Abstract
Fresh Xiang lotus, the relative parameters of fresh lotus seeds affecting the precision of mechanical core removal were measured and analyzed. A model of the section circle of fresh lotus seed is obtained with the attributes of circle center coordinates, diameter and roundness error, according to the coordinate parameters of each contour point on the same circle of fresh lotus seed. The center coordinates of each section alone the axis of the lotus core are fitted with least square method. A linear equation of lotus geometry axis is established. The measurement model of coaxially error between lotus geometry axis and lotus core axis is developed. Furthermore, an accurate measurement of the contour parameters of each section of the fresh lotus seed is implemented with the coordinate measuring machine. Based on the obtained measurement model, the center, diameter and roundness error values of the fitting circle for each section can be calculated. The measured data shows that the roundness error of fresh lotus along the direction of the lotus core approximates the parabolic law The roundness error is minimal the maximum section circle and vice versa. The average value of the maximum section circle is 0.347 3 mm. Therefore, the contour near the maximum section is chosen as the positioning reference, in order to achieve optimal centering accuracy. Finally, the circle center data of five section fitting circles near the maximum section are selected, based on the proposed approach. An approximate geometric axis of the fresh lotus seed is fitted. The average coaxially error between the geometrical axis of lotus seed and the lotus core axis is 0.914 0 mm. It can be seen that the size of the punch should be at least 0.914 0 mm larger than the size of the lotus core, during the mechanical operation process. The measurement results provide a basic dataset for the development of the mechanical centering machine of the fresh lotus seed.

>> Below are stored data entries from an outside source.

PR #1988, opened 2020-10-06
Bolt version generator

adamszalapski:
## Jira

Without JIRA ticket

## Summary

Fix some logic and add an updated version of the `.incache` file.

## Details

For every release, we should use the correct way to push the changes or if we create only `tag` in GitHub we should update the `.incache` file to have all versions available in our JSON file. We can achieve that by running those commands:
```
npx json -I -f docs-site/.incache -e 'this["bolt-tags"].expiresOn = "2019-06-14T12:30:26.377Z"'
npx json -I -f docs-site/.incache -e 'this["bolt-urls-to-test"].expiresOn = "2019-06-14T12:30:26.377Z"'
yarn setup (or) yarn start
```
I can run `npx now alias boltdesignsystem.com ${tagSpecificUrl} --token=${NOW_TOKEN}` because I have this error after running the command:
```
 Error! You do not have access to the specified account
```
I assume that my `NOW_TOKEN` doesn't have access to Bolt NOW.SH account. @danielamorse maybe you will have more luck on this.

When we create an alias URL for version `2.27.0` we should update the `.incache` file using the commands above.

## How to test

Check if after running this code locally you see `2.26.4` in the bolt version dropdown.
image


danielamorse (approved):
@adamszalapski my token did not work at first. So, I logged into Now.sh/Vercel and generated a new token and tried again with the new token. That time it worked.

I aliased `v2.27.0` to `v2-27-1.boltdesignsystem.com` because they are exactly the same code. There was an error during the `v2.27.0` release so it was either not deployed or not aliased. `v2.27.1` is the same code, successfully released right after.

Retroactively aliasing is actually pretty tricky. Once we lose the context of "latest deploy URL" we have no way to identify what was deployed where. It's just a blob of static code sent to a URL like "boltdesignsystem-fioimjb7t.vercel.app". There is a rough timestamp but no way to be sure what was deployed without a helpful alias. So, this is something to be aware of in the future if we have a failed release.

I updated `.incache` and `v2.27.0` is now showing in the version selector.

colbytcook (approved):

adamszalapski:
Thanks @danielamorse

PR #1991, opened 2020-10-08
DS-152 Page Header Refactor

mikemai2awesome:
## Jira

https://pegadigitalit.atlassian.net/browse/DS-152

## Summary

Adds Page Header component.

## Details

1. Page header component has been properly built out.
2. It is no longer just a PL demo component.
3. Accessibility and ux enhancements are implemented.
4. Will test out Drupal implementation, starting with .com. (@remydenton)

## How to test

Run the branch locally and check all docs and demos under Page Header in Pattern Lab.


packages/components/bolt-page-header/page-header-nav-ul.schema.js
```diff
@@ -0,0 +1,34 @@
+module.exports = {
+  $schema: 'http://json-schema.org/draft-04/schema#',
+  title: 'Page Header Nav Ul',
+  type: 'object',
+  // required: ['content', 'category'],
```
remydenton, line 5: This doesn't need to be commented out now since we've [commented out the validation in the twig file](https://github.com/boltdesignsystem/bolt/pull/1991/files#diff-2145f6c793cca3ae115f7ffdf4ce6ec3738bb5131fedc41b4b2b3a948db3696eR1-R9).  The problem isn't that these props aren't required, it's that we haven't yet figured out how to validate multiple sub component files yet.  So we should make the schema correct even if there's no validation happening.

remydenton (changes requested):
I've given most of my feedback previously in dev huddles, Slack, etc. and it looks like it's all been addressed.

One last thing I just noticed, we need to move the header component from [the pattern lab boltrc file](https://github.com/boltdesignsystem/bolt/blob/feature/ds-152-page-header/docs-site/.boltrc.js#L94) to [the starter kit boltrc file](https://github.com/boltdesignsystem/bolt/blob/feature/ds-152-page-header/packages/base-starter-kit/.boltrc.js) since it is no longer just an internal component.

I also added a comment with one nitpick about schema while we're making changes.

remydenton (approved):

danielamorse (approved):

PR #1993, opened 2020-10-09
[DO NOT MERGE] Remove unused '@bolt/build-tools' dependency from micro-journeys

danielamorse:
## Jira

n/a

## Summary

Remove unused `@bolt/build-tools` dependency from Microjourneys, causing warning when building Bolt.

## Details

If a package includes a dependency with `bolt` in the name and that dependency is not included in that environment's `.boltrc` file (or as a dependency of a package in that file), a warning is logged:
```
Warning! Some of the components being compiled have Bolt dependencies and/or peerDependencies that appear to be missing from your build configuration.

To prep for the upcoming Bolt v3.0 release, you'll need to add these packages to the components: { global: [] } section in your /Users/morsd/sites/bolt-backup/docs-site/.boltrc.js file to ensure that Twig namespaces are properly registered, any related Sass and JS code is compiled and loaded, and to have the fastest front-end web performance.

[ '@bolt/build-tools' ]
```

Removing `@bolt/build-tools` from `@bolt/micro-journeys` fixes the warning. `@bolt/build-tools` does not appear to be used anywhere in `@bolt/micro-journeys` so this seems to be a win-win.

Even if `@bolt/build-tools` is required downstream it should be required separately. @remydenton can you think of any reason not to remove this?

## How to test

- Run locally and verify there is no warning on `yarn start`
- Verify micro-journeys works as expected

## Release notes
Unused `@bolt/build-tools` dependency removed from `@bolt/micro-journeys`.


mikemai2awesome (approved):

remydenton:
I believe this was added by @relimck as part of allowing micro journeys to be built as a separate entry point.  The commit is da88caa.

@relimck, can you shed some light on why build tools is required by micro journeys and whether there's a better way around this based on @danielamorse's description?

remydenton:
Should we be adding build tools to the .boltrc file that gets used to do the build on the Drupal side?  That rc file gets created [here](https://gitlab.com/pegadigital/bolt/bolt-release-build/-/blob/master/lib/tasks/get-bolt-package-metadata.js) and doesn't look like it currently includes build tools.  I admit I don't really understand that warning though and the ramifications of adding the build tools to the rc file 🤔 .

danielamorse:
@remydenton, good question. Had to dig into the manifest code to answer it.

No, we shouldn't add `build-tools` to `.boltrc`. [`manifest.js`](https://github.com/boltdesignsystem/bolt/blob/master/packages/build-tools/utils/manifest.js#L45) finds any dependencies with `bolt-` in the name that are missing from `.boltrc`. It auto-adds those dependencies to the manifest, a requirement for Twig namespacing and compiling component JS/CSS. Since `built-tools` isn't a component and doesn't need any of these things, it doesn't need to be in the manifest.

It _does_ make sense to add `build-tools` to the whitelist of packages not to auto-add to the manifest, which would also squash the warning we're seeing. I just made this change ([see commit](https://github.com/boltdesignsystem/bolt/pull/1993/commits/d66187ee29fd547812ac5746d2b8f42af0512d8b)).

Salem [planned to retire](https://github.com/boltdesignsystem/bolt/blob/master/packages/build-tools/utils/manifest.js#L80-L85) this dependency auto-adder in `v3.0`. That's what the warning is for. I agree we should remove it, but prefer to remove it later to not over-complicate `v3.0`.

If there's a good reason to keep `build-tools` in `micro-journeys` that's fine. I just didn't see how it was being used. @relimck if you could point out where it's used, I'd be curious to know 🙏

danielamorse:
Keeping this PR open. Let's test it as part of https://pegadigitalit.atlassian.net/browse/DS-288 later in Q1, Q2.

danielamorse:
Closing in lieu of #2086.

PR #1992, opened 2020-10-09
DS-235 Remove ie11 polyfills and unused packages

danielamorse:
## Jira

https://pegadigitalit.atlassian.net/browse/DS-235

## Summary

Remove IE11 polyfills and unused packages.

## Details
Removed IE11 polyfills from:
- `@bolt/polyfills` (provides only the custom-elements polyfill required by Edge < 79)
- `@bolt/core-v3.x`
- `@bolt/micro-journeys`
- `@bolt/analytics-autotrack`

Specific polyfill dependencies removed:
- `@ungap/weakset`
- `@webcomponents/shadycss`
- `@webcomponents/shadydom`
- `@webcomponents/template`
- `@webcomponents/url`
- `@webcomponents/webcomponentsjs`
- `core-js`
- `custom-event-polyfill`
- `document-register-element`
- `es6-promise`
- `get-own-property-symbols`
- `promise-polyfill`
- `element-closest`
- `mdn-polyfills`
- `smoothscroll-polyfill`
- `whatwg-fetch`
- `regenerator-runtime/runtime`

Deleted the following unused packages:
- `@bolt/core` (aka 'core-v2.x')
- `@bolt/components-critical-fonts`
- `@bolt/components-critical-css`

> Note: these details, along with the other `v3.0` PR details, will be compiled in the release notes and upgrade guide.

## How to test

There are 200+ changed files. The best way to understand the code changes is to look at each commit, where related changes are grouped together in a way that's more digestible than viewing the full diff.

- Review files changed.
- Build is passing
- No regressions (including Edge 18)

## Release notes

Rename any dependencies on `@bolt/core` to `@bolt/core-v3.x`. Remove any use of `@bolt/components-critical-fonts` and `@bolt/components-critical-css`.

PR #1994, opened 2020-10-09
DS-235 Remove IE11 polyfills from PL

danielamorse:
## Jira

https://pegadigitalit.atlassian.net/browse/DS-235

## Summary

Remove IE11 polyfills from the PatternLab build, similar to #1992.

## Details

This PR drops IE support in the Pattern Lab build itself. It has no effect on code downstream, just removes the parts we no longer need.

## How to test

- Check out locally.
- Verify PL builds without issue
- No regressions to PatternLab viewer or custom PL components.


packages/website-ui/uikit-workshop/webpack.config.js
```diff
@@ -53,24 +53,22 @@ module.exports = function(apiConfig) {
     // Allow external flags for modifying PL's prod mode, on top of the .patternlabrc config file
     const config = Object.assign({}, defaultConfig, customConfig, apiConfig);
 
-    function getBabelConfig(isModern = false) {
+    function getBabelConfig() {
```
remydenton, line 56: So the `isModern` flag is going away and we're just keeping whatever you'd get if you set it to true?

remydenton (approved):
All looks pretty sensible.

packages/website-ui/uikit-workshop/webpack.config.js
danielamorse: Exactly, no more legacy vs modern. One single config that is modern (with Edge support for custom elements).

colbytcook (approved):

PR #73, opened 2019-06-25
Make GrapeTest.var work with new versions of jenkins-test-harness

dwnusbaum:
In #65, we discovered that `GrapeTest.var` breaks with new versions of jenkins-test-harness. See https://github.com/jenkinsci/workflow-cps-global-lib-plugin/pull/65#issuecomment-505091612 for details. This PR fixes the issue by switching from `commons-math3` to `commons-primitives`, which was already being used in other tests here.

### DIFF
--- a/pom.xml
+++ b/pom.xml
@@ -28,7 +28,7 @@
     <parent>
         <groupId>org.jenkins-ci.plugins</groupId>
         <artifactId>plugin</artifactId>
-        <version>3.43</version>
+        <version>3.46</version>
         <relativePath />
     </parent>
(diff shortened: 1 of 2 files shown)


pom.xml
```diff
@@ -28,7 +28,7 @@
     <parent>
         <groupId>org.jenkins-ci.plugins</groupId>
         <artifactId>plugin</artifactId>
-        <version>3.43</version>
+        <version>3.46</version>
```
jglick:
```suggestion
        <version>3.47</version>
```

The proposed method also provides a reference for the geometric center measurement of irregular objects, which have similar attribute to lotus seeds.
Publication Date
3-28-2019
First Page
76
Last Page
81,109
DOI
10.13652/j.issn.1003-5788.2019.03.014
Recommended Citation
Qiucheng, MA; Kun, LIU; Hui, LONG; Yan, LI; Junxiong, LI; Gengjun, GUO; Jian, HE; and Jiang, XIAO
(2019)
"Measurement of geometric parameters affecting the positioning accuracy of fresh lotus seeds,"
Food and Machinery: Vol. 35:
Iss.
3, Article 14.
DOI: 10.13652/j.issn.1003-5788.2019.03.014
Available at:
https://www.ifoodmm.cn/journal/vol35/iss3/14
References
[1] 郑宝东, 郑金贵, 曾绍校. 我国主要莲子品种营养成分的分析[J]. 营养学报, 2003, 25(2): 153-156.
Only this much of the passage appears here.